Especially after this week's stock market's gyrations.
"We saw a living, breathing real-time example of the potential catastrophe that could take place if we do not have the ability to adequately use the technology," said Sen. Mark Warner, D-Va., "and have safeguards, and realize how some of these firms are using this technology to get an advantage over the everyday Main Street investor."
Still to come are debates over derivatives, the exotic financial instruments that helped cause the economic crisis of 2008, and whether to authorize an audit of the Federal Reserve Board. However, no bitter battles are expected — a sharp contrast to Congress' recent behavior. Its yearlong health care debate sharply divided Democrats from Republicans. So did the 2009 economic stimulus plan.
Any chance that the financial regulatory overhaul would follow that path faded quickly this week after Senate Banking Committee Chairman Christopher Dodd, D-Conn., and Sen. Richard Shelby of Alabama, the panel's top Republican, crafted a compromise spelling out how the government would break up ailing financial institutions. It passed with 93 votes in the 100-member Senate.
"Improvements are being made to this financial regulatory bill in the right direction," declared Senate Minority Leader Mitch McConnell, R-Ky., usually a harsh critic of Democrats.
The biggest remaining controversy had been expected to be over a Democrat-authored plan to create a strong consumer-finance agency to protect against abusive credit practices. Republicans warned that the agency would inhibit small businesses' ability to attract capital.
The fight was expected to drag on for days, but instead it ended quickly on Thursday, with two Republicans, Maine's Olympia Snowe and Iowa's Charles Grassley, joining Democrats to easily defeat the GOP alternative.
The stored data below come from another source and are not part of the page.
PR #1396, opened 2019-03-25
4055 by Inlead: DAMS should be enabled by default.

bozeak:
#### Link to issue

http://platform.dandigbib.org/issues/4055

#### Description

Adds hook_update() into profile which will enable Ding DAMS module.
**NOTE:** This PR must be merged **only after** https://github.com/ding2/ding2/pull/1332 is merged.

#### Checklist

### DIFF
--- a/ding2.install
+++ b/ding2.install
@@ -726,3 +726,10 @@ function ding2_update_7063() {
     'ding_nodelist',
   ));
 }
+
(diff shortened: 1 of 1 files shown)


guddo:
@bozeak What about new installations? A dependency should be defined somewhere.

PR #1397, opened 2019-03-25
4196: Ensure fixed header elements doesn't overlap in-page anchors

holt83:
#### Link to issue

https://platform.dandigbib.org/issues/4196

#### Description

Ensure that our fixed header elements doesn't overlap in-page anchors.

#### Screenshot of the result - before
4196-before-fix

#### Screenshot of the result - after
4196-aftere-fix

#### Checklist


JrgenGNielsen:
reviewed and approved

PR #1398, opened 2019-03-26
4150: Fixed ting-object accordion wrapper

b14sha:
#### Link to issue

https://platform.dandigbib.org/issues/4150

#### Description

In some cases the field-group-format-wrapper has a zero height in the 'group-on-this-site' accordion section of a ting-object. This causes the accordion to fail. A simple clearfix on the element solves the issue.

#### Screenshot of the result

Screenshot 2019-03-26 at 14 19 31


JrgenGNielsen:
reviewed and approved

PR #1667, opened 2020-08-19
1519: Fix ding_campagin_plus_search's query munging

xendk:
#### Link to issue

https://platform.dandigbib.org/issues/1519

#### Description

Spurious query errors show up on sites. Turns out that ding_campagin_plus_search does a search where it takes the existing query and wraps it in double quotes before adding it's own extesnions. But this fails horribly when the query already
contains double quotes. Change to parenthesises.

#### Checklist


JrgenGNielsen:
reviewed and approved

PR #1668, opened 2020-08-20
1519 translatable errors

xendk:
#### Link to issue

https://platform.dandigbib.org/issues/1519

#### Description

Makes user visible errors from opensearch translatable. Goes together with https://github.com/ding2/ting-client/pull/33

Different errors are categorized by ting-client into syntax or internal errors depending on error message. This PR adds generic translatable error messages for these types. Also, it only shows each error message once.

And a bit of code style cleanup.

#### Screenshot of the result

image

#### Checklist


JrgenGNielsen:
reviewed and approved

PR #1669, opened 2020-08-20
4800: Fix eresource tags styling

xendk:
#### Link to issue

https://platform.dandigbib.org/issues/4800

#### Description

Styles the tags on eresources.

#### Screenshot of the result

Before: 
image

After:
image

#### Checklist


JrgenGNielsen:
reviewed and approved

PR #1673, opened 2020-08-26
4896: Remove JS hover class

xendk:
#### Link to issue

https://platform.dandigbib.org/issues/4896

#### Description

The combination of CSS hover effects and JS driven hover effects
causes odd behaviour.

Remove the JS hover effect, the CSS one is just fine.

#### Screenshot of the result

new-event-overlay-2020-08-26

#### Checklist

### DIFF
--- a/themes/ddbasic/sass/components/node/event.scss
+++ b/themes/ddbasic/sass/components/node/event.scss
@@ -16,9 +16,6 @@
     position: relative;
     float: left;
     width: 100%;
-    &.is-hovered {
-      z-index: 2;
-    }
     a {
       position: absolute;
       width: 100%;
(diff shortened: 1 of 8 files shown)


themes/ddbasic/sass/components/node/event.scss
```diff
@@ -16,9 +16,9 @@
     position: relative;
     float: left;
     width: 100%;
-    &.is-hovered {
-      z-index: 2;
-    }
+    // &:hover {
```
JrgenGNielsen, line 19: just delete, rather than outcomment

JrgenGNielsen (changes requested):
bit of nitpicking...

themes/ddbasic/sass/components/node/event.scss
xendk: Doh. Fixed.

xendk:
Test failure unrelated.

JrgenGNielsen:
reviewed and approved

PR #1674, opened 2020-08-26
4866: Add css to hide coverupload button on carousel

yepzdk:
#### Link to issue

https://platform.dandigbib.org/issues/4866

#### Description

Remove button on frontpage carousel

#### Screenshot of the result

Screenshot 2020-08-26 at 14 53 22

#### Checklist


JrgenGNielsen:
reviewed and approved

holt83:
@yepzdk Nitpicking: I think this would have been better placed in the theme layer CSS, where the other buttons is hidden.

PR #1676, opened 2020-08-27
4638: Limit width of single material

xendk:
#### Link to issue

https://platform.dandigbib.org/issues/4638

#### Description

To ensure that the overlay stays in viewport.

#### Screenshot of the result

single-overlay2

#### Checklist


xendk:
Other solution coming up.

PR #1677, opened 2020-08-27
4913 fix notices

xendk:
#### Link to issue

https://platform.dandigbib.org/issues/4913

#### Description

Fix sloppy code, comparing DateObject to timestap, and missing parameters to `ding_user_is_provider_user()`, which all causes notices.
#### Checklist


JrgenGNielsen:
reviewed and approved

PR #1678, opened 2020-08-28
4638: Fix single material overlay

xendk:
#### Link to issue

https://platform.dandigbib.org/issues/4638

#### Description

Make the material overlay for full width materials move to the left, and not quite so much, so it should stay in
the viewport.

#### Screenshot of the result

image

#### Checklist


xendk:
Behat failure er opensearch der ikke lige gad returnere noget resultat.

JrgenGNielsen:
reviewed and approved

PR #1680, opened 2020-08-31
648: Ensure no usernames in title on pages under /user

holt83:
#### Link to issue

https://platform.dandigbib.org/issues/648

#### Description

Ensure that a title without username is always set on pages under /user.

If no title is set the system will end up calling [menu_get_active_title()](https://api.drupal.org/api/drupal/includes%21menu.inc/function/menu_get_active_title/7.x) exposing the username in the <title>-tag on the page.

There was a previous attempt at solving this in `ding_user_preprocess_html()`, but since the title variable is handled in `template_preprocess_html()` this has no effect. Consequently we move the logic to `hook_build_page()` instead as it runs earlier. Note that I have moved all our preprocess logic to page_build, since it gives the same result in this situation and we can avoid an extra hook implementation.

Also adds title to known pages vi metatag_panels page manager integration.

#### Screenshot of the result

#### Checklist


JrgenGNielsen:
reviewed and approved

PR #1682, opened 2020-09-03
4886: Limit related materials to those available at the local library

xendk:
#### Link to issue

https://platform.dandigbib.org/issues/4886

#### Description

Limit related materials to ones available at the local library.

Depends on https://github.com/danskernesdigitalebibliotek/ddb-react/pull/109 being merged.

#### Checklist


JrgenGNielsen:
reviewed and approved

PR #117, opened 2018-05-10
Update veldrid and shadergen

feliwir:
The updating is required because ShaderGen was producing invalid shaders for cultures that use ',' as float seperator


tgjones:
Thank you!

PR #119, opened 2018-05-15
Set alpha for map textures to opaque. Fixes black gaps in the terrain

feliwir:


tgjones:
Thank you for fixing this!

PR #121, opened 2018-05-16
Fix the text color for the OpenGL backends.

feliwir:
There is no BGRA in OpenGL, it always created a RGBA texture. Now use RGBA right away to get consistent text colors across all backends


tgjones:
Can we close this one now - we don't need it anymore right?

feliwir:
Yup

PR #122, opened 2018-05-21
Fix OpenGL issues

feliwir:
- Update Veldrid and Shadergen
- Fix integer conversion issues inside the shaders


src/OpenSage.Game/Graphics/Shaders/NormalMapped.cs
```diff
@@ -57,6 +57,7 @@ public struct MaterialConstantsType
             public float BumpScale;
             public float SpecularExponent;
             public uint /*bool*/ AlphaTestEnable;
+            public uint Padding;
```
tgjones: Please could this be `private readonly float _padding`, same as the padding values in other shaders, and wrapped in a `#pragma` that disables the "unused" warning?

feliwir: Sure will fix

tgjones:
Thank you!

PR #123, opened 2018-05-21
Add embedded fonts in case Arial isn't installed as a system font

feliwir:
This proposal is adding opensource Google Fonts as a fallback in case the Arial family isn't available. This is especially the case on linux devices and some users might not want to install those due to Licensing restrictions (not Opensourc etc.). Embedding those fonts into the assembly doesn't add more than 300kb and should make OpenSage more error prone. 

This is how it looks with the Arial family: 
arial

This is how it looks with the Roboto family:
roboto

Obviously there are some differences, but i like the look of both screenshots.


tgjones:
This is a nice idea, thank you!

PR #124, opened 2018-05-28
Work on online compilation

feliwir:
- Updates Veldrid to support native HLSL and Metal compilation
- Added Shaderc wrapper to support GLSL->Vulkan
- Always check first if bytecode already exists


tgjones:
Thank you!

Issue #89, opened 2018-04-08
Implement Language property in IInstallationLocator and its implementations


tgjones:
Once implemented, we should use it load the correct launcher image for the current locale.

This is a more long-term solution for #68.

PR #130, opened 2018-06-26
*language information for current installation as static field to use…

MarkusHiller:
… in all nessary methodths

https://github.com/OpenSAGE/OpenSAGE/issues/89


src/OpenSage.Game/LanguageSetting.cs
```diff
@@ -0,0 +1,25 @@
...
+    {
+        //do we need a default?
+        private const string DefaultLanguage = "englisch";
+        private static string _detectedLanguage;
+
+        public static string Current => string.IsNullOrEmpty(_detectedLanguage) ? DefaultLanguage : _detectedLanguage;
+
+        public static void ReadFromRegistry(IGameDefinition gameDefinition)
+        {
+            var languageRegistryKey = gameDefinition.RegistryKeys.FirstOrDefault(i => i.ValueName == "Language");
```
paavohuhtala: As said in the other comment, `RegistryKeys` isn't really intended for this purpose.

What you should do instead is to either:

1. Just hardcode the registry key in this method (or something correspoding to it) and check if `IGameDefinition.Game` is `SageGame.CncGenerals` or `SageGame.CncGeneralsZeroHour`.
2. Add something like a `LanguageRegistryKey` to `IGameDefinition`. While that would technically be better (our goal is to have as little game-specific code in the engine as possible), it requires changing every single game definition and I'm not certain if there's an equivalent registry key for all (or even most) of the games.

src/OpenSage.Game/LanguageSetting.cs
```diff
@@ -0,0 +1,25 @@
...
+using OpenSage.Data;
+using OpenSage.Utilities;
+
+namespace OpenSage
+{
+    public static class LanguageSetting
+    {
+        //do we need a default?
+        private const string DefaultLanguage = "englisch";
+        private static string _detectedLanguage;
```
paavohuhtala: I don't think we should use a static field for this...

Looking up the language setting in e.g `ContentManager`'s constructor would probably make more sense. The language is only used twice, in `TranslationManager` and `WindowLoader`, so we don't need to store it for later. You can move `ReadFromRegistry` there and rename it.

src/OpenSage.Game/LanguageSetting.cs
```diff
@@ -0,0 +1,25 @@
...
+using System.Linq;
+using OpenSage.Data;
+using OpenSage.Utilities;
+
+namespace OpenSage
+{
+    public static class LanguageSetting
+    {
+        //do we need a default?
+        private const string DefaultLanguage = "englisch";
```
paavohuhtala: `"englisch"` 🙂

src/OpenSage.Game/LanguageSetting.cs
```diff
@@ -0,0 +1,25 @@
+﻿using System.Collections.Generic;
+using System.Linq;
+using OpenSage.Data;
+using OpenSage.Utilities;
+
+namespace OpenSage
+{
+    public static class LanguageSetting
+    {
+        //do we need a default?
```
paavohuhtala: Yes we do, because the registry is only available on Windows.

src/OpenSage.Game/LanguageSetting.cs
```diff
@@ -0,0 +1,25 @@
...
+        private const string DefaultLanguage = "englisch";
+        private static string _detectedLanguage;
+
+        public static string Current => string.IsNullOrEmpty(_detectedLanguage) ? DefaultLanguage : _detectedLanguage;
+
+        public static void ReadFromRegistry(IGameDefinition gameDefinition)
```
paavohuhtala: You should add some additional logic to check if the current platform (`Environment.OSVersion`) is Windows or not. AFAIK calling any of the registry methods on Mac and Linux will throw `PlatformNotSupportedException`. If the game is not running on Windows, just default to english until we have a configuration option for this.

src/OpenSage.Launcher/Program.cs
```diff
@@ -68,6 +68,7 @@ public static void Main(string[] args)
             }
 
             Platform.Start();
+            LanguageSetting.ReadFromRegistry(definition);
```
paavohuhtala: This only works for the launcher, but the engine can also be run via unit tests and the data viewer.

src/OpenSage.Game/Content/TranslationManager.cs
```diff
@@ -16,7 +16,7 @@ public TranslationManager(FileSystem fileSystem,SageGame game)
             {
                 case SageGame.CncGenerals:
                 case SageGame.CncGeneralsZeroHour:
-                    csfEntry = fileSystem.GetFile(@"Data\English\generals.csf");
+                    csfEntry = fileSystem.GetFile($@"Data\{LanguageSetting.Current}\generals.csf");
```
paavohuhtala: Take this as an optional constructor argument.

src/OpenSage.Game/Content/WindowLoader.cs
```diff
@@ -21,11 +21,11 @@ public WindowLoader(ContentManager contentManager, WndCallbackResolver wndCallba
             {
                 case SageGame.CncGenerals:
                 case SageGame.CncGeneralsZeroHour:
-                    contentManager.IniDataContext.LoadIniFile(@"Data\English\HeaderTemplate.ini");
+                    contentManager.IniDataContext.LoadIniFile($@"Data\{LanguageSetting.Current}\HeaderTemplate.ini");
```
paavohuhtala: Same here.

src/OpenSage.Game/LanguageSetting.cs
feliwir: Also the default language is "english" not "englisch". You've probably accidentally used the german version of "english"

feliwir:
Looking good to me aswell. Could merge, but want to wait for @tgjones feedback

src/OpenSage.Game/Utilities/LanguageUtility.cs
```diff
@@ -0,0 +1,88 @@
...
+
+        /// <summary>
+        /// Detect the language for the current installation
+        /// </summary>
+        /// <param name="gameDefinition"></param>
+        /// <param name="rootDirectory"></param>
+        /// <returns>language as string</returns>
+        public static string ReadCurrentLanguage(IGameDefinition gameDefinition, string rootDirectory)
+        {
+            if (Environment.OSVersion.Platform == PlatformID.Win32Windows)
```
tgjones: Does this work? I think it should be Win32NT. Win32Windows was only for Windows95 and 98.

feliwir:
Thanks for the contribution!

The two sides also came together to pass unanimously a plan to have smaller banks pay less than larger ones into the Federal Deposit Insurance Corporation's fund to help depositors at failed banks.
The Senate also quietly adopted an important amendment drafted by Sen. Maria Cantwell, D-Wash., that will make it easier to punish Wall Street misbehavior. It would lower the threshold for a finding of market manipulation by the Commodity Futures Trading Commission, which regulates the trading of contracts for future delivery of oil, grains and other commodities.
Because of the high current threshold, in 35 years the CFTC has prosecuted only a single manipulation case successfully. Instead, the agency typically enters into settlements with bad actors; fines have often been simply a cost of doing business for traders gaming the commodities markets.
Why the sudden burst of bipartisan Senate comity? First, there's little debate that government must update regulation of financial institutions.
"You know, many of these members witnessed the appearance of Goldman Sachs leaders before (Michigan Sen.) Carl Levin's committee last week," said Senate Majority Whip Richard Durbin, D-Ill., "and they didn't want to be associated with some of the practices that came out in that hearing."
It also helps that Dodd and Shelby lead the push.
"The two people managing this bill are longtime legislators," said Senate Majority Leader Harry Reid, D-Nev. "They've handled many, many bills on the Senate floor."
Hurdles still lie ahead. Getting agreement on derivatives could be difficult. The bill includes a tough plan, written largely by Democrats, that would require most banks to spin off their derivative trading into a separate entity. Not only bank and business lobbies want to change that — so does the Obama administration, fearing it would push derivative trading further from regulators' reach.
Even on that issue, however, Reid saw prospects for common ground. "The derivatives part of this bill is, by some standards, a little more complicated," he said. "But I think the issues even there are fairly clear."